(Saved data entries)
# # #

PR #402, opened 2021-08-06
Unignore doctests where possible

### LINKED ISSUE #363: Example for Deserializer uses `bytes_read` method which doesn't exist
The sample code for bincode::Deserializer uses a `bytes_read`, which doesn't exist and appears to have been removed years ago.

rukai:
closes https://github.com/bincode-org/bincode/issues/363

Possibly we would be better off just deleting the examples from Serializer and Deserializer?
I dont mind either way.

I left the zigzag example as ignore because its a pseudocode demonstration and getting it compiling would obscure the intent.

### DIFF
--- a/src/config/int.rs
+++ b/src/config/int.rs
@@ -147,7 +147,7 @@ pub struct FixintEncoding;
 /// fn zigzag(v: Signed) -> Unsigned {
 ///     match v {
 ///         0 => 0,
-///         v if v < 0 => |v| * 2 - 1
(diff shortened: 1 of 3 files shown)


rukai:
alright, I rebased it.

ghost:
Sorry I missed this, I'll mark it as not stale for now

VictorKoenders:
Because we're in the middle of a big rewrite for bincode 2, I've taken the liberty to implement your change in a different PR: #421 

Thank you for your contribution!

PR #404, opened 2021-09-01
Fix crates.io badge and link to GitHub Actions page from badge

atouchet:


VictorKoenders:
I have applied this change in #417. We're in the middle of a big rewrite of bincode for the 2.0 release, and I did not want to bother you with updating your branch for that.

Thanks for the contribution!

# # #

Task requirements >> Wherever the word "zigzag" appears in a line of the data, copy that line.

Task result >>
I left the zigzag example as ignore because its a pseudocode demonstration and getting it compiling would obscure the intent.
 /// fn zigzag(v: Signed) -> Unsigned {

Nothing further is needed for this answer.